Local Resource Mobilisation Through the Media
Little attention is paid to the rural areas engaged in agriculture, a fact true for both government agencies and non-governmental organisations. Victims far away from the centre live in desperate situations. Most of these victims are tired of research conducted in their respective areas that subsequently provides them with little assistance after the researchers have collected the required information regarding this killer disease.
In response to this, Independent Television (ITV), a division of IPP Media, launched the Ukimwi Ni Huu Project aiming to:
* create awareness among government authorities at various levels, NGOs and the society as a whole of the gravity of the HIV/AIDS problem;
* sensitise Tanzanians to feel obligated to provide necessary care and support to unfortunate and disadvantaged fellow citizens; and
* arouse and stimulate positive public response (in terms of financial and non-financial support) to reduce the suffering of HIV/AIDS victims.
ITV visited some regions in the country, collecting and documenting information on the HIV/AIDS situation and its effects on the population.
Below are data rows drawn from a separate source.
PR #11273, opened 2026-05-21
NIFI-15967 Adjust Proxy Header Validation for Replicated Requests

exceptionfactory:
# Summary

[NIFI-15967](https://issues.apache.org/jira/browse/NIFI-15967) Adjusts the implementation of proxy header validation to support authenticated and replicated requests between NiFi cluster nodes.

Proxy host header validation applies only when the application is enabled for HTTPS, so the implementation checks for the presence of X509 Peer Certificates in the TLS Session. This occurs after a successful TLS handshake, and the presence of the client certificates in the TLS Session indicates that mutual TLS authentication completed as expected. To differentiate requests, the implementation looks for the presence of the custom `request-replicated` header, which the application sets when constructing forwarded requests. Without both of these qualifiers, standard proxy host header validation occurs, checking the values configured in the `nifi.web.proxy.host` property, as implemented in [NIFI-15953](https://issues.apache.org/jira/browse/NIFI-15953). 

# Tracking

### Issue Tracking

### Pull Request Tracking

### Pull Request Formatting

# Verification

### Build

  - [ ] JDK 21
  - [ ] JDK 25

### Licensing

### Documentation

### DIFF
--- a/nifi-framework-bundle/nifi-framework/nifi-web/nifi-jetty/src/main/java/org/apache/nifi/web/server/connector/ProxyHeaderValidatorCustomizer.java
+++ b/nifi-framework-bundle/nifi-framework/nifi-web/nifi-jetty/src/main/java/org/apache/nifi/web/server/connector/ProxyHeaderValidatorCustomizer.java
@@ -21,9 +21,13 @@ import org.eclipse.jetty.http.HttpException;
 import org.eclipse.jetty.http.HttpFields;
 import org.eclipse.jetty.http.HttpStatus;
 import org.eclipse.jetty.http.HttpURI;
+import org.eclipse.jetty.io.Connection;
+import org.eclipse.jetty.io.EndPoint;
+import org.eclipse.jetty.server.ConnectionMetaData;
 import org.eclipse.jetty.server.HttpConfiguration;
 import org.eclipse.jetty.server.Request;
 
+import java.security.cert.X509Certificate;
 import java.util.Objects;
 import java.util.Set;
 
@@ -32,6 +36,8 @@ import java.util.Set;
  */
 public class ProxyHeaderValidatorCustomizer implements HttpConfiguration.Customizer {
     private static final String MISDIRECTED_REQUEST_REASON = "Invalid Proxy Host Requested";
+
+    private static final String REQUEST_REPLICATED_HEADER = "request-replicated";
 
     private static final Set<String> SUPPORTED_PROXY_HOST_HEADERS = Set.of(
             ProxyHeader.PROXY_HOST.getHeader(),
@@ -65,6 +71,24 @@ public class ProxyHeaderValidatorCustomizer implements HttpConfiguration.Customi
     }
 
     private Request customizeSecureRequest(final Request request) {
+        final X509Certificate peerCertificate = findPeerCertificate(request);
+
+        // Requests not authenticated with Client Certificates require header validation
+        if (peerCertificate == null) {
+            processProxyHostHeaders(request);
+        } else {
+            // Requests authenticated with Client Certificates but not indicated as replicated require header validation
+            final HttpFields requestHeaders = request.getHeaders();
+            final String requestReplicated = requestHeaders.get(REQUEST_REPLICATED_HEADER);
+            if (requestReplicated == null) {
+                processProxyHostHeaders(request);
+            }
+        }
+
+        return request;
+    }
+
+    private void processProxyHostHeaders(final Request request) {
         final HttpURI requestUri = request.getHttpURI();
         final String requestHost = requestUri.getHost();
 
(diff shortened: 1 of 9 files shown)


nifi-framework-bundle/nifi-framework/nifi-web/nifi-jetty/src/main/java/org/apache/nifi/web/server/connector/ProxyHeaderValidatorCustomizer.java
```diff
@@ -65,6 +71,24 @@ public Request customize(final Request request, final HttpFields.Mutable respons
     }
 
     private Request customizeSecureRequest(final Request request) {
+        final X509Certificate peerCertificate = findPeerCertificate(request);
+
+        // Requests not authenticated with Client Certificates require header validation
+        if (peerCertificate == null) {
+            processProxyHostHeaders(request);
+        } else {
```
pvillard31, line 78: Should this branch also require the peer certificate to match a known cluster node identity (or come from the cluster-only trust store), so that a non-node user holding a valid client certificate cannot bypass proxy host validation simply by adding the `request-replicated` header?

nifi-framework-bundle/nifi-framework/nifi-web/nifi-jetty/src/main/java/org/apache/nifi/web/server/connector/ProxyHeaderValidatorCustomizer.java
```diff
@@ -33,6 +37,8 @@
 public class ProxyHeaderValidatorCustomizer implements HttpConfiguration.Customizer {
     private static final String MISDIRECTED_REQUEST_REASON = "Invalid Proxy Host Requested";
 
+    private static final String REQUEST_REPLICATED_HEADER = "request-replicated";
```
pvillard31: Could we reference `RequestReplicationHeader.REQUEST_REPLICATED.getHeader()` (possibly after moving that enum, or just this single constant, into `nifi-web-servlet-shared` next to `ProxyHeader`) so the header value is defined in exactly one place?

nifi-framework-bundle/nifi-framework/nifi-web/nifi-jetty/src/test/java/org/apache/nifi/web/server/StandardServerProviderTest.java
```diff
@@ -82,6 +82,8 @@ class StandardServerProviderTest {
 
     private static final String HOST_HEADER = "Host";
 
+    private static final String REQUEST_REPLICATED_HEADER = "request-replicated";
```
pvillard31: Same question on the test side: can `REQUEST_REPLICATED_HEADER` here share the canonical constant rather than redefining the literal?

nifi-framework-bundle/nifi-framework/nifi-web/nifi-jetty/src/main/java/org/apache/nifi/web/server/connector/ProxyHeaderValidatorCustomizer.java
```diff
@@ -85,7 +109,24 @@ private Request customizeSecureRequest(final Request request) {
...
         }
+    }
 
-        return request;
+    private X509Certificate findPeerCertificate(final Request request) {
+        final X509Certificate peerCertificate;
+        final ConnectionMetaData connectionMetaData = request.getConnectionMetaData();
+        final Connection connection = connectionMetaData.getConnection();
+        final EndPoint endPoint = connection.getEndPoint();
+        final EndPoint.SslSessionData sslSessionData = endPoint.getSslSessionData();
```
pvillard31, line 118: Is there any code path under a successful `isSecure()` where `connection.getEndPoint()` or `endPoint.getSslSessionData()` could be null (for example during a protocol upgrade), and if so should we guard the chain rather than risk an `NullPointerException` inside the customizer?

exceptionfactory: Good question, but no, at this point in the Connection handling, the `SslSessionData` can never be `null`.

nifi-framework-bundle/nifi-framework/nifi-web/nifi-jetty/src/main/java/org/apache/nifi/web/server/connector/ProxyHeaderValidatorCustomizer.java
exceptionfactory: Thanks, I looked at options and ended up creating a new `ReplicationHeader` with just this new enum and put it in `nifi-framework-core`, as that appeared to be a better location given the cluster-focused nature of this header.

nifi-framework-bundle/nifi-framework/nifi-web/nifi-jetty/src/main/java/org/apache/nifi/web/server/connector/ProxyHeaderValidatorCustomizer.java
exceptionfactory: I considered that additional approach, but it places additional constraints on information that is not necessarily available. The current approach places inherent security constraints with mTLS, and also fits within current configuration boundaries.

pvillard31 (changes requested):
Thanks for the updates @exceptionfactory - there are some test failures to address

exceptionfactory:
> Thanks for the updates @exceptionfactory - there are some test failures to address

Thanks @pvillard31, I pushed an update to adjust the filtering method in `ReplicationHeaderUtils` to maintain current behavior.

pvillard31 (approved):
Thanks, latest LGTM and can be merged after successful checks.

The programme targeted all HIV/AIDS victims including the infected, AIDS orphans and orphan caretakers (in most cases, either very old or very young).
The results of the study were made into a series of TV programmes that have been shown on ITV. The programmes showed the real living conditions of the victims, including poor housing and sanitation, scarcity of health services, poor nutrition, and many others. The pictures they showed demonstrated the real poverty situation in which the people live.
Programme producer Betty Mkwasa appealed to the government, NGOs and the public at large to do something about the situation facing the HIV/AIDS victims, especially orphaned children.
“Seeing is believing,” so the saying goes. The TV programmes touched the hearts of most viewers and created sympathy for the victims and the orphans. This resulted in a considerable public response. People donated food, clothes and other items to the TV company.